PR #4279, opened 2025-10-14
feat: 4184 gguf parser (ai artifact cataloger) part 1

spiffcs:
# Description

Add new AI artifact cataloger for Syft that detects and parses GGUF (GPT-Generated Unified Format) model files. This includes a proper package type, parser, and metadata structure so Syft can identify and describe .gguf models like any other package in the `artifacts` section of the syft sbom.

### What’s New

- ModelPkg type added to syft/pkg/type.go `ModelPkg                Type = "model"`
- GGUFFileMetadata struct introduced (syft/pkg/gguf.go) with fields for model format, architecture, quantization, tensor counts, etc. A general holding of key value pairs is also included for values seen not as frequently.
- Header parser (cataloger/aiartifact/parse_gguf.go) that reads the GGUF magic number, extracts key metadata (name, license, architecture, etc.), and applies safety limits for corrupted files.
- Cataloger (cataloger/aiartifact/cataloger.go) that locates .gguf files, reads just the header (up to 10 MB), and creates type=model packages tagged with ai-artifact, model, gguf, and ml.

Happy to renamespace the cataloger from `aiartifact` -> anything that comes up in this review

Integration hooks added in package_tasks.go and packagemetadata/names.go. Cataloger will work across both directory and image scans.

### Output Support
Syft JSON: includes full gguf-file-metadata with all parsed fields.
CycloneDX 1.6 ML-BOM: emits machine-learning-model components with GGUF metadata encoded as properties.
SPDX: Separate PR

### Demo
TODO

### Fast Follow
- OCI Support for Docker Model Registry
- Hugging Face Source support

## Type of change

- [ ] New feature (non-breaking change which adds functionality)
- [ ] Documentation (updates the documentation)

# Checklist:

- [ ] I have added unit tests that cover changed behavior
- [ ] I have tested my code in common scenarios and confirmed there are no regressions
- [ ] I have added comments to my code, particularly in hard-to-understand sections

PR #4335, opened 2025-11-05
feat: Add support for scanning GGUF models from OCI registries

spiffcs:
## Summary
This PR follows up on #4279 by adding support for a new source type.

With this change users can do the following: `syft -o json docker.io/ai/qwen3-vl | jq .`:

They'll get an SBOM with a single package showing the gguf model and details for the model pulled from `https://hub.docker.com/u/ai`

### Example of metadata extracted
```
 "metadata": {
        "modelFormat": "gguf",
        "modelName": "Qwen3-Vl-8B-Instruct",
        "modelVersion": "unknown",
        "hash": "321c13d3e93151b5",
        "license": "apache-2.0",
        "ggufVersion": 3,
        "architecture": "qwen3vl",
        "quantization": "Q4_K_M",
        "parameters": 8190735360,
        "tensorCount": 399,
        "header": {
          "general.base_model.0.name": "Qwen3 VL 8B Instruct",
          "general.base_model.0.organization": "Qwen",
          "general.base_model.0.repo_url": "https://huggingface.co/Qwen/Qwen3-VL-8B-Instruct",
          "general.base_model.count": 1,
          "general.basename": "Qwen3-Vl-8B-Instruct",
          "general.file_type": 15,
          "general.finetune": "Instruct",
          "general.quantization_version": 2,
          "general.quantized_by": "Unsloth",
          "general.repo_url": "https://huggingface.co/unsloth",
          "general.size_label": "8B",
          "general.tags": {
            "type": 8,
            "len": 2,
            "startOffset": 741,
            "size": 41
          },
          "general.type": "model",
          "quantize.imatrix.chunks_count": 694,
          "quantize.imatrix.dataset": "unsloth_calibration_Qwen3-VL-8B-Instruct.txt",
          "quantize.imatrix.entries_count": 252,
          "quantize.imatrix.file": "Qwen3-VL-8B-Instruct-GGUF/imatrix_unsloth.gguf",
          "qwen3vl.attention.head_count": 32,
          "qwen3vl.attention.head_count_kv": 8,
          "qwen3vl.attention.key_length": 128,
          "qwen3vl.attention.layer_norm_rms_epsilon": 0.000001,
          "qwen3vl.attention.value_length": 128,
          "qwen3vl.block_count": 36,
          "qwen3vl.context_length": 262144,
          "qwen3vl.embedding_length": 4096,
          "qwen3vl.feed_forward_length": 12288,
          "qwen3vl.n_deepstack_layers": 3,
          "qwen3vl.rope.dimension_sections": {
            "type": 5,
            "len": 4,
            "startOffset": 1268,
            "size": 16
          },
          "qwen3vl.rope.freq_base": 5000000,
         "tokenizer.ggml.add_bos_token": false,
          "tokenizer.ggml.bos_token_id": 151643,
          "tokenizer.ggml.eos_token_id": 151645,
          "tokenizer.ggml.merges": {
            "type": 8,
            "len": 151387,
            "startOffset": 3197544,
            "size": 2731548
          },
```
 This PR adds support for scanning OCI model artifacts (specifically GGUF-based AI models) stored in OCI registries. The
  implementation enables Syft to extract SBOM information from AI models without downloading the entire model file—only
  the GGUF headers are fetched using a lazy reader that closes after we've read all the header bytes.

  Key changes:

  - New ocimodelsource package implementing a source provider for OCI model artifacts
  - Registry client that fetches only GGUF headers (up to 8MB) instead of full model files
  - New OCIMediaTypeResolver interface and ContainerImageModel file resolver for media type-based file discovery
  - Extended generic cataloger with WithParserByMediaType() to support cataloging by OCI media type
  - Post-processor for GGUF cataloger to merge metadata found from multi-layer model artifacts

  OCI Model Source

  This new source type enables scanning AI models stored as OCI artifacts in container registries (like Docker Hub or other OCI registries).

  How it works:

  1. Detection: Identifies model artifacts by checking if the manifest's config media type starts with
  application/vnd.docker.ai.model.config.*
  2. Selective fetching: Instead of downloading entire GGUF layers (often 4-70GB), it uses HTTP range requests to fetch
  only the first 8MB containing the GGUF header metadata. The download is terminated early by closing the reader after
  reading the header bytes.
  3. Temporary storage: Headers are written to temp files, keyed by the layer digest, and cleaned up when the source is
  closed.
  4. File resolver: A new ContainerImageModel resolver implements both file.Resolver and file.OCIMediaTypeResolver,
  allowing catalogers to discover layers by OCI media type (application/vnd.docker.ai.gguf.v3) rather than filesystem
  paths. 
  5. Provider integration: Registered as the oci-model provider, positioned after the regular pull providers in the source
   provider chain—so normal container images are handled first, and this kicks in only for artifacts with model-specific
  media types. It also makes it so that for syft's current MOST common cases (non ai containers) we're not adding extra work.

Keys Goals:
  - Scanning a 70GB LLaMA model takes seconds instead of minutes
  - No disk space needed for full model storage
  - Works with Docker's AI model packaging spec and Ollama registries


syft/source/ocimodelsource/metadata.go
```diff
@@ -0,0 +1,39 @@
...
+	OS             string                 `json:"os"`
+	Labels         map[string]string      `json:"labels,omitempty"`
+
+	// OCI-specific metadata
+	Annotations map[string]string `json:"annotations,omitempty"`
+
+	// Model-specific metadata
+	ModelFormat string          `json:"modelFormat,omitempty"` // e.g., "gguf"
+	GGUFLayers  []GGUFLayerInfo `json:"ggufLayers,omitempty"`
+}
```
wagoodman:
```suggestion
type OCIModelMetadata{
   ImageMetadata
   Annotations map[string]string
}
```

or


```suggestion
type OCIModelMetadata ImageMetadata
```

wagoodman: I'm not saying this must be done, but given that the gguf/model format properties are redundant, then it is essentially the same. The annotations are new, however, still relevant to OCI images.

wagoodman: we should probably have `id:-` to ensure this doesn't affect the ID of existing sources. Probably worth a test to ensure this isn't changing

syft/pkg/cataloger/ai/cataloger.go
```diff
@@ -5,12 +5,165 @@ including support for GGUF (GPT-Generated Unified Format) model files.
...
+
+	// Fall back to generic glob-based discovery
+	log.Debug("using glob-based discovery for GGUF models")
+	return c.genericCataloger.Catalog(ctx, resolver)
+}
+
+// catalogFromOCILayers discovers GGUF models by querying OCI layers by media type.
+func (c *ggufCataloger) catalogFromOCILayers(ctx context.Context, resolver ocimodelsource.OCIResolver) ([]pkg.Package, []artifact.Relationship, error) {
+	// Find all GGUF layers by media type
+	digests, err := resolver.LayerDigestsByMediaType(ocimodelsource.GGUFLayerMediaType)
```
wagoodman: we shouldn't import from a package meant for a specific implementation of a source

syft/source/ocimodelsource/registry_client.go
```diff
@@ -0,0 +1,224 @@
...
+		return opts
+	}
+
+	// Build authenticator
+	authenticator := buildAuthenticator(registryOpts)
+	opts = append(opts, remote.WithAuth(authenticator))
+
+	// Handle TLS settings
+	if registryOpts.InsecureSkipTLSVerify {
+		transport := remote.DefaultTransport.(*http.Transport).Clone()
```
wagoodman: beware of possible panic here

syft/source/ocimodelsource/registry_client.go
```diff
@@ -0,0 +1,224 @@
...
+
+	// Fetch descriptor
+	desc, err := remote.Get(ref, c.options...)
+	if err != nil {
+		return nil, fmt.Errorf("failed to fetch descriptor: %w", err)
+	}
+
+	// Parse manifest
+	manifest := &v1.Manifest{}
+	if err := json.Unmarshal(desc.Manifest, manifest); err != nil {
```
wagoodman, line 130: this could be a v1.Index maybe? worth checking out https://github.com/google/go-containerregistry/blob/main/pkg/v1/remote/puller.go#L93 and if its connected or not to https://github.com/google/go-containerregistry/blob/main/pkg/v1/remote/index.go  and https://github.com/google/go-containerregistry/blob/main/pkg/v1/remote/descriptor.go#L44-L45. We should probably check if this is a manifest or index and return a helpful error if its an index.

syft/source/ocimodelsource/registry_client.go
```diff
@@ -0,0 +1,224 @@
...
+
+	// Get the compressed reader
+	reader, err := layer.Compressed()
+	if err != nil {
+		return nil, fmt.Errorf("failed to get layer reader: %w", err)
+	}
+	defer reader.Close()
+
+	// Read up to maxBytes
+	data := make([]byte, maxBytes)
```
wagoodman, line 209: a comment that we're capped at 10 MB, not reading a full GGUF file into memory

syft/source/ocimodelsource/oci_model_source_provider.go
```diff
@@ -0,0 +1,76 @@
...
+	if !isModel {
+		log.WithFields("reference", p.reference).Debug("reference is not a model artifact")
+		return nil, fmt.Errorf("not an OCI model artifact")
+	}
+
+	log.WithFields("reference", p.reference).Info("detected OCI model artifact, fetching headers")
+
+	// Fetch the full model artifact with metadata
+	artifact, err := client.FetchModelArtifact(ctx, p.reference)
+	if err != nil {
```
wagoodman: `client.IsModelArtifactReference` shuold probably return the `remote.Descriptor` so we don't call `remote.Get` again when you are using `client.FetchModelArtifact`.

syft/source/sourceproviders/source_providers.go
```diff
@@ -40,6 +42,9 @@ func All(userInput string, cfg *Config) []collections.TaggedValue[source.Provide
 
 		// 3. try remote sources after everything else...
 
+		// --from oci-model (model artifacts with header-only fetching)
+		Join(tagProvider(ocimodelsource.NewSourceProvider(userInput, cfg.RegistryOptions, cfg.Alias), OCIModelTag)).
```
wagoodman: This is tech debt for later: we're starting to do some work across independent providers that is wasted work and could consider some caching or another solution to share work across providers (e.g. this calls `remote.Get` as well as the `registry` provider... and this is called before the registry/docker cases (our most common case).

We should look into options where we can put this line below the pull tag approach.

wagoodman: Say for instance, we start updating the providers down in stereoscope to ignore the image entirely when there is a gguf mediatype layer found ( https://github.com/anchore/stereoscope/blob/8c8ea254b2613dae35f475343354c15ca04e16b0/pkg/image/containerd/daemon_provider.go#L230 and https://github.com/anchore/stereoscope/blob/8c8ea254b2613dae35f475343354c15ca04e16b0/pkg/image/docker/daemon_provider.go#L272-L290 and https://github.com/anchore/stereoscope/blob/8c8ea254b2613dae35f475343354c15ca04e16b0/pkg/image/oci/registry_provider.go#L73-L78 ... etc)

syft/source/ocimodelsource/oci_model_source.go
```diff
@@ -0,0 +1,257 @@
...
+// ociModelSource implements the source.Source interface for OCI model artifacts.
+type ociModelSource struct {
+	id       artifact.ID
+	config   Config
+	resolver *ociModelResolver
+	mutex    *sync.Mutex
+}
+
+// NewFromArtifact creates a new OCI model source from a fetched model artifact.
+func NewFromArtifact(artifact *ModelArtifact, client *RegistryClient, alias source.Alias) (source.Source, error) {
```
wagoodman: takes as input a type that is really an internal concern for this package. This should really pass in a description of what the user is asking (declarative) and let the constructor do the remote checks / work to figure out if it's valid. I think much of the work that is in the provider should really be in the constructor here, and the constructor should just be `New(Config)`

syft/source/ocimodelsource/resolver.go
```diff
@@ -0,0 +1,256 @@
...
+
+// ociModelResolver is a file.Resolver implementation that provides access to
+// GGUF header data fetched from OCI model artifacts via range-GET requests.
+// It also implements OCIResolver for layer-aware access patterns.
+type ociModelResolver struct {
+	tempFiles map[string]string // maps virtual path -> temporary file path
+	locations []file.Location
+
+	// OCI layer-aware fields
+	client   *RegistryClient // registry client for fetching layers
```
wagoodman: client should not be here (that's what the temp location is for)

syft/internal/fileresolver/container_image_model.go
wagoodman, line 1: there are some implementations for file.Resolver that should really simply return nil, nil (but they currently have other behavior)

spiffcs:
First big change to make here is how the Provider and Source interact. Provider should be thin and call Source, Source should do most of the work, provider should return the source.Source answer.

syft/source/ocimodelsource/registry_client.go
spiffcs: We checked this in sync review and found this would always be a Manifest

syft/source/ocimodelsource/metadata.go
```diff
@@ -3,37 +3,7 @@ package ocimodelsource
...
-
-// GGUFLayerInfo represents metadata about a GGUF layer in the OCI artifact.
-type GGUFLayerInfo struct {
-	Digest       string            `json:"digest"`
-	Size         int64             `json:"size"`      // Full blob size in registry
-	MediaType    string            `json:"mediaType"` // Should be "application/vnd.docker.ai.gguf.v3"
-	Annotations  map[string]string `json:"annotations,omitempty"`
-	FetchedBytes int64             `json:"fetchedBytes"` // How many bytes we actually fetched via range-GET
+	source.ImageMetadata
+	Annotations map[string]string `json:"annotations,omitempty" id:"-"`
```
wagoodman: we should add a comment as to why id is `-` (otherwise this could get removed and cause subtle bugs down the line)

syft/source/ocimodelsource/metadata.go
```diff
@@ -3,37 +3,7 @@ package ocimodelsource
...
-}
-
-// GGUFLayerInfo represents metadata about a GGUF layer in the OCI artifact.
-type GGUFLayerInfo struct {
-	Digest       string            `json:"digest"`
-	Size         int64             `json:"size"`      // Full blob size in registry
-	MediaType    string            `json:"mediaType"` // Should be "application/vnd.docker.ai.gguf.v3"
-	Annotations  map[string]string `json:"annotations,omitempty"`
-	FetchedBytes int64             `json:"fetchedBytes"` // How many bytes we actually fetched via range-GET
+	source.ImageMetadata
```
wagoodman: missing json inline struct tag

syft/source/ocimodelsource/oci_model_source.go
```diff
@@ -18,95 +21,119 @@ import (
...
-	Alias     source.Alias
-	Client    *RegistryClient
-	Metadata  *OCIModelMetadata
-	TempFiles map[string]string // Virtual path -> temp file path
-
-	// OCI layer-aware fields for the resolver
-	Ref      name.Reference // parsed OCI reference
-	Manifest *v1.Manifest   // manifest containing layer information
+	Reference    string
+	RegistryOpts *image.RegistryOptions
```
wagoodman:
```suggestion
RegistryOptions *image.RegistryOptions
```
we should be consistent with the ImageConfig

syft/source/ocimodelsource/registry_client.go
wagoodman: unexport this type

wagoodman: unexport this constructor

syft/source/ocimodelsource/oci_model_source.go
```diff
@@ -247,8 +265,10 @@ func (s *ociModelSource) Close() error {
 	defer s.mutex.Unlock()
 
 	if s.resolver != nil {
-		if err := s.resolver.cleanup(); err != nil {
-			return err
+		if r, ok := s.resolver.(*ociModelResolver); ok {
+			if err := r.cleanup(); err != nil {
```
wagoodman: the resolver shouldn't really be involved with cleanup since the source creates/owns this temp dir

syft/source/ocimodelsource/registry_client.go
wagoodman: these constants should not be used by consumers, so if used here should be unexported

wagoodman: this should be unexported

syft/source/ocimodelsource/oci_model_source.go
```diff
@@ -18,95 +21,119 @@ import (
...
+	}
 
-		// Create temp file
-		tempPath, err := createTempFileFromData(headerData, virtualPath)
+	layerFiles := make(map[string]layerInfo)
+	for _, layer := range artifact.GGUFLayers {
+		li, err := fetchSingleGGUFHeader(ctx, client, artifact.Reference, layer, tempDir)
 		if err != nil {
-			return nil, fmt.Errorf("failed to create temp file: %w", err)
+			os.RemoveAll(tempDir)
```
wagoodman: should not be ignoring an error (we should at least log)

syft/source/ocimodelsource/oci_model_source.go
```diff
@@ -18,95 +21,119 @@ import (
...
+	}
+
+	return artifact, nil
+}
 
-		// Extract virtual path from annotations
-		virtualPath := extractVirtualPath(idx)
+// fetchAndStoreGGUFHeaders fetches GGUF layer headers and stores them in temp files.
+func fetchAndStoreGGUFHeaders(ctx context.Context, client *RegistryClient, artifact *ModelArtifact) (string, map[string]layerInfo, error) {
+	tempDir, err := os.MkdirTemp("", "oci-gguf")
```
wagoodman:
```suggestion
tempDir, err := os.MkdirTemp("", "syft-oci-gguf")
```
makes it easier to understand un crashes what resources are ours

syft/source/ocimodelsource/oci_model_source.go
```diff
@@ -116,55 +143,48 @@ func buildMetadata(artifact *ModelArtifact) *OCIModelMetadata {
...
-		return make(map[string]string)
+		ImageMetadata: source.ImageMetadata{
+			UserInput:      artifact.Reference.String(),
+			ID:             artifact.ManifestDigest,
+			ManifestDigest: artifact.ManifestDigest,
+			MediaType:      string(artifact.Manifest.MediaType),
+			Tags:           tags,
+			Size:           calculateTotalSize(layers),
+			Layers:         layers,
+			RawManifest:    artifact.RawManifest,
```
wagoodman: can you confirm that the manifest and config are base64 encoded?

syft/source/ocimodelsource/oci_model_source.go
```diff
@@ -18,95 +21,119 @@ import (
...
 	metadata := buildMetadata(artifact)
+	tempDir, layerFiles, err := fetchAndStoreGGUFHeaders(ctx, client, artifact)
+	if err != nil {
+		return nil, err
+	}
 
-	// Fetch GGUF layer headers via range-GET
-	tempFiles := make(map[string]string)
-	ggufLayers := make([]GGUFLayerInfo, 0, len(artifact.GGUFLayers))
+	id := deriveID(cfg.Reference, cfg.Alias, metadata.ManifestDigest)
```
wagoodman: we should have a test that ensures the ID generated for an artifact here vs an stereoscope image is the same

syft/source/ocimodelsource/oci_model_source.go
spiffcs: confirmed on sync call these are encoded

syft/source/ocimodelsource/oci_model_source_provider.go
spiffcs: removed the double Get here to reduce network calls

syft/source/ocimodelsource/oci_model_source.go
wagoodman: well we should really try to move the deriveIDFromStereoscopeImage function in the stereoscopesource package to source/internal package and share the invocation. We should be careful to not change existing behavior. Could be worth capturing an ID for each case we care about before making refactors, adding a test for that (if it does not already exist), then doing the refactor and ensure they dont change for stereoscope images.

syft/source/ocimodelsource/registry_client.go
wagoodman: true! we can always use v1.ParseManifest(bytes.NewReader(dest.Manifest)) though, which would be nice

syft/source/ocimodelsource/registry_client.go
```diff
@@ -172,26 +179,23 @@ func extractGGUFLayers(manifest *v1.Manifest) []v1.Descriptor {
...
 	repo := ref.Context()
 
-	// Fetch the layer (blob) using remote.Layer
 	layer, err := remote.Layer(repo.Digest(digest.String()), c.options...)
 	if err != nil {
 		return nil, fmt.Errorf("failed to fetch layer: %w", err)
 	}
 
-	// Get the compressed reader
 	reader, err := layer.Compressed()
```
wagoodman, line 192: can you verify this is truly an incremental pull of the layer?

syft/internal/fileresolver/container_image_model.go
wagoodman, line 1: lets try to stick with existing conventions and house this under syft/internal/fileresolver

syft/source/ocimodelsource/registry_client.go
spiffcs: 👍 just validated that this is done via partial downloads which closes when the reader closes

syft/source/stereoscopesource/image_source.go
```diff
@@ -163,61 +162,6 @@ func imageMetadataFromStereoscopeImage(img *image.Image, reference string) sourc
...
 }
 
-// deriveIDFromStereoscopeImage derives an artifact ID from the given image metadata. The order of data precedence is:
-//  1. prefer a digest of the raw container image manifest
-//  2. if no manifest digest is available, calculate a chain ID from the image layer metadata
-//  3. if no layer metadata is available, use the user input string
-//
-// in all cases, if an alias is provided, it is additionally considered in the ID calculation. This allows for the
-// same image to be scanned multiple times with different aliases and be considered logically different.
-func deriveIDFromStereoscopeImage(alias source.Alias, metadata source.ImageMetadata) artifact.ID {
```
spiffcs, line 173: Reviewer note: This has been moved to the `internal` package so it can be shared between the new OCI source and the stereoscope source.

spiffcs: A test has been added the captures ID from the previous implementation. These snapshots ensure that the behavior has not changed AND will not change moving forward

syft/source/internal/image_id.go
```diff
@@ -0,0 +1,67 @@
...
+)
+
+// DeriveImageID derives an artifact ID from the given image metadata. The order of data precedence is:
+//  1. prefer a digest of the raw container image manifest
+//  2. if no manifest digest is available, calculate a chain ID from the image layer metadata
+//  3. if no layer metadata is available, use the user input string
+//
+// in all cases, if an alias is provided, it is additionally considered in the ID calculation. This allows for the
+// same image to be scanned multiple times with different aliases and be considered logically different.
+func DeriveImageID(alias source.Alias, metadata source.ImageMetadata) artifact.ID {
```
spiffcs, line 19: Moved from `syft/source/stereoscopesource/image_source.go`

syft/source/ocimodelsource/metadata.go
wagoodman, line 1: this should be in the source package

syft/source/ocimodelsource/metadata.go
```diff
@@ -0,0 +1,11 @@
...
+
+import "github.com/anchore/syft/syft/source"
+
+// OCIModelMetadata represents all static metadata that defines what an OCI model artifact is.
+// The struct tag for Annotations with id:"-" is used so that we do not generate different source ID based
+// on changes to the annotations of a source image. This does not constitute a different identifiable.
+type OCIModelMetadata struct {
+	source.ImageMetadata `json:",inline"`
+	Annotations          map[string]string `json:"annotations,omitempty" id:"-"`
+}
```
wagoodman: is there anything really distinct between an OCi model metadata and image metadata? What if we want to add annotations (which is an OCI inherent property) to ImageMetadata?

syft/source/ocimodelsource/oci_model_source.go
```diff
@@ -0,0 +1,241 @@
...
+		return nil, err
+	}
+
+	metadata := buildMetadata(artifact)
+	tempDir, resolver, err := fetchAndStoreGGUFHeaders(ctx, client, artifact)
+	if err != nil {
+		return nil, err
+	}
+
+	id := internal.DeriveImageID(cfg.Alias, metadata.ImageMetadata)
```
wagoodman: since this method passes in the image metadata and not the whole metadata the new tests doesn't do anything (and there is no need to add one)

cmd/syft/internal/commands/scan.go
```diff
@@ -59,7 +59,9 @@ const (
 	nonImageSchemeHelp = `    {{.appName}} {{.command}} dir:path/to/yourproject                  read directly from a path on disk (any directory)
     {{.appName}} {{.command}} file:path/to/yourproject/file            read directly from a path on disk (any single file)
 `
-	scanSchemeHelp = "\n  " + schemeHelpHeader + "\n" + imageSchemeHelp + nonImageSchemeHelp
+	modelSchemeHelp = `    {{.appName}} {{.command}} oci-model-registry:ai/llama3.2           scan an OCI model artifact from a registry (e.g. Docker Hub AI models)
```
kzantow: I assume `oci-model-registry` is something already settled on; it makes sense, but is there any value to have non-model things use the same partial pull?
····················
- _ASSIGNED TASK_:
Please, from the material above, copy only the lines from the line with "- New ocimodelsource" up to and including the line with "- Extended generic", exactly as written.

- _ANSWER TO THE PROBLEM_:
  - New ocimodelsource package implementing a source provider for OCI model artifacts
  - Registry client that fetches only GGUF headers (up to 8MB) instead of full model files
  - New OCIMediaTypeResolver interface and ContainerImageModel file resolver for media type-based file discovery
  - Extended generic cataloger with WithParserByMediaType() to support cataloging by OCI media type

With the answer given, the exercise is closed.